Copy each line in the data below that contains the word "should".
○ ○ ○ ○ ○
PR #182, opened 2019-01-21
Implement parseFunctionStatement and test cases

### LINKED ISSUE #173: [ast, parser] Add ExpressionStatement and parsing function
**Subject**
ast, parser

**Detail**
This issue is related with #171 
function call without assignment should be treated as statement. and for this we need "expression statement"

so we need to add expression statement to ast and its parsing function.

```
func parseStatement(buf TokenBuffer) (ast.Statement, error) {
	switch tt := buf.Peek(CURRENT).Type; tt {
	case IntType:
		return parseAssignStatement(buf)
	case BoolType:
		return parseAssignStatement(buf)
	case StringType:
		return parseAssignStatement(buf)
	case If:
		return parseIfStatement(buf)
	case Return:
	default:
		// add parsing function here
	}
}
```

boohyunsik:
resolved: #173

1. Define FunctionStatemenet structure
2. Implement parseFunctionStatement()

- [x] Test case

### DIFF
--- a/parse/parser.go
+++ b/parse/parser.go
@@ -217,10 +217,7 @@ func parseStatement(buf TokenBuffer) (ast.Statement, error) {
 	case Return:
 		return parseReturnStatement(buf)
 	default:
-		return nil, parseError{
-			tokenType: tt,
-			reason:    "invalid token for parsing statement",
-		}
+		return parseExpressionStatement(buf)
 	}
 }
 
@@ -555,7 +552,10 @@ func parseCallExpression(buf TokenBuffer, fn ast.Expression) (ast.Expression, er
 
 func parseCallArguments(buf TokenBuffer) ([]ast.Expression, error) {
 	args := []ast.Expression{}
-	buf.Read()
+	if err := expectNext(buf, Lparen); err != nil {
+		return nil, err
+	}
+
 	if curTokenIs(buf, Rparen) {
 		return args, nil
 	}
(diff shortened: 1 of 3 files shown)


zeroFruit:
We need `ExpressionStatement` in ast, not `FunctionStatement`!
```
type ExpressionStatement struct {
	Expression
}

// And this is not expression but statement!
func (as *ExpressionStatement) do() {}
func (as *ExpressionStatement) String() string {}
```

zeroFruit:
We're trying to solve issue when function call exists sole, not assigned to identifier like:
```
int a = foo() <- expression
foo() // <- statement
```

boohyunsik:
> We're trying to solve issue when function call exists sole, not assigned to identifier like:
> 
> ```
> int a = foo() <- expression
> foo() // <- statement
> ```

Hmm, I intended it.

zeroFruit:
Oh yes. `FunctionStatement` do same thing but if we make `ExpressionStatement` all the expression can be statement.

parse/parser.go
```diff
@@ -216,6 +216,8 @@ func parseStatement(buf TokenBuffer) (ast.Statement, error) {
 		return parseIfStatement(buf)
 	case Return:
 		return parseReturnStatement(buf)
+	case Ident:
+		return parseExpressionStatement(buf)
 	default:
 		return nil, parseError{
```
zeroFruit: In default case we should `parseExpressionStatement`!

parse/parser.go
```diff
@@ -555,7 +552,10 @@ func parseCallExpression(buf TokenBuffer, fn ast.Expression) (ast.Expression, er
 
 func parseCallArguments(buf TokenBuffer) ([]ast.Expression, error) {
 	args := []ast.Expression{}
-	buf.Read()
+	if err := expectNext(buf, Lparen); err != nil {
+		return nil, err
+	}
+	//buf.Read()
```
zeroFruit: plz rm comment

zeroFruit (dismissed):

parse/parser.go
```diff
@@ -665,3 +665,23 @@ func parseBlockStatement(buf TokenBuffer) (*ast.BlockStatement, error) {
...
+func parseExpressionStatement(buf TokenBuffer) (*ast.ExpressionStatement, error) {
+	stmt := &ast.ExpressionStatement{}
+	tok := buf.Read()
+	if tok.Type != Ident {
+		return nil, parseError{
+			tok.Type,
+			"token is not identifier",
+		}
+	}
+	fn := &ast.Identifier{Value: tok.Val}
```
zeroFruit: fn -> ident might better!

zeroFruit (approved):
○ ○ ○ ○ ○
_ANSWER TO THE PROBLEM:_
function call without assignment should be treated as statement. and for this we need "expression statement"
zeroFruit: In default case we should `parseExpressionStatement`!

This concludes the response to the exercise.